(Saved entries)
....

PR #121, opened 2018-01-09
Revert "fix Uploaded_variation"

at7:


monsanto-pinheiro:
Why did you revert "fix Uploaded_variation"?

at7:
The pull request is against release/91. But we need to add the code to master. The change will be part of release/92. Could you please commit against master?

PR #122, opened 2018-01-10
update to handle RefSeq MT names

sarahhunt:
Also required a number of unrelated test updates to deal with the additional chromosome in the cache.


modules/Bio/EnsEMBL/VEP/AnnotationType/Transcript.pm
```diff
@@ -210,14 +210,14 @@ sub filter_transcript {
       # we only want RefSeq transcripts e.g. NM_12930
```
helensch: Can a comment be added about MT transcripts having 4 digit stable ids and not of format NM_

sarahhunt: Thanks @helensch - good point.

....

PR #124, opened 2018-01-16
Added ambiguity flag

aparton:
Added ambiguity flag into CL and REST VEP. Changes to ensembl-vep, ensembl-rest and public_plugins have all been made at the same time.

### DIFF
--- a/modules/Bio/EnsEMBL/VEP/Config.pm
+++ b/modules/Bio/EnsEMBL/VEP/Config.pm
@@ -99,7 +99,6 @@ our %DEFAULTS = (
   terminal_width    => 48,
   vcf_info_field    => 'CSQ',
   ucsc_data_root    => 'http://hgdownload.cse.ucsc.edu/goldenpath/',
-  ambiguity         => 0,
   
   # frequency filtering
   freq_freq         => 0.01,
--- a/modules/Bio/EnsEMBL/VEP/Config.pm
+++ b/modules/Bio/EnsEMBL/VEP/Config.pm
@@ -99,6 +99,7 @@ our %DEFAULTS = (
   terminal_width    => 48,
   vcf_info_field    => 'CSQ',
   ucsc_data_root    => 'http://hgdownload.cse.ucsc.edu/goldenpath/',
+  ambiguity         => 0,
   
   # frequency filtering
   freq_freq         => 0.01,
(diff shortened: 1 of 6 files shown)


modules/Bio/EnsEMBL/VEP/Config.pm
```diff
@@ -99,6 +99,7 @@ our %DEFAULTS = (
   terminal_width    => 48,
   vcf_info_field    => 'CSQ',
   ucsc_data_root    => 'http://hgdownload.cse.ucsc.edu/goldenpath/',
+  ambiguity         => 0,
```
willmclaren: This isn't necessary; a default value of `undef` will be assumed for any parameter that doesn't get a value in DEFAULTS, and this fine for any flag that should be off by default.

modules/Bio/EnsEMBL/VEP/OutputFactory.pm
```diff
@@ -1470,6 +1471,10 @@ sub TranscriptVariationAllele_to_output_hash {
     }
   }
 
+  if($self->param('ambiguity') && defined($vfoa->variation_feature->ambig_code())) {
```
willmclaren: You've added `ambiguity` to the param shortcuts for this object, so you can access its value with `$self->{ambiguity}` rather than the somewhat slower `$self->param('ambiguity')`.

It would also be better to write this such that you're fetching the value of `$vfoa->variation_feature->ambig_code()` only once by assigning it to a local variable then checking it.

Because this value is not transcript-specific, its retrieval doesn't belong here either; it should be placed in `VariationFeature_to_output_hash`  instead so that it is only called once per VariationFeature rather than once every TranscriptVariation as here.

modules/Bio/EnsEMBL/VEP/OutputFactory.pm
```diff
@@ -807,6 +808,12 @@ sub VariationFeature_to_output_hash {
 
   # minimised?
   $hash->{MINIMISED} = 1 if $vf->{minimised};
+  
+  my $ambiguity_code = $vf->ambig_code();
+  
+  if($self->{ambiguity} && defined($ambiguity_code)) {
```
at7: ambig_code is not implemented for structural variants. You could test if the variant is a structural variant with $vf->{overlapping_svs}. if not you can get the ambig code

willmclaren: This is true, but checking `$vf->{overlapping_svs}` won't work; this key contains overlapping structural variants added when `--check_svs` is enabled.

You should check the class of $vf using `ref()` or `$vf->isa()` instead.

....

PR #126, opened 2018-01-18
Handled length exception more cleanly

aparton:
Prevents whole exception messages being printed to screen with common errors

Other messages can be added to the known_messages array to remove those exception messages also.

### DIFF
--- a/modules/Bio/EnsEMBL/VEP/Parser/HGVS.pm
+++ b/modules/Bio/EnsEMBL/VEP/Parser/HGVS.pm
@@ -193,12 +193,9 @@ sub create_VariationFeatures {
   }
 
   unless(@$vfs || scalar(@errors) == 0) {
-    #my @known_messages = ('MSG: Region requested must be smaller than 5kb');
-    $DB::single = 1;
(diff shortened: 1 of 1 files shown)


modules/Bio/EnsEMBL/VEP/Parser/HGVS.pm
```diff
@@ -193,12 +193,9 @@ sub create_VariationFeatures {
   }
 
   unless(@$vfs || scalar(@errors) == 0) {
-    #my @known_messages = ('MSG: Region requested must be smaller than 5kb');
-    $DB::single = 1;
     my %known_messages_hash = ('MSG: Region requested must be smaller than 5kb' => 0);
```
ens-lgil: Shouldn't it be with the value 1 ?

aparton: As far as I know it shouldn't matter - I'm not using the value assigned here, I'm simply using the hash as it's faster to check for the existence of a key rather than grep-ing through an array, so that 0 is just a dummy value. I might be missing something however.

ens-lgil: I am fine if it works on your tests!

....

Could you transcribe the entries above word for word, from the line with "PR #121, opened 2018-01-09" down to the line with "PR #122, opened 2018-01-10", keeping both?

PR #121, opened 2018-01-09
Revert "fix Uploaded_variation"

at7:


monsanto-pinheiro:
Why did you revert "fix Uploaded_variation"?

at7:
The pull request is against release/91. But we need to add the code to master. The change will be part of release/92. Could you please commit against master?

PR #122, opened 2018-01-10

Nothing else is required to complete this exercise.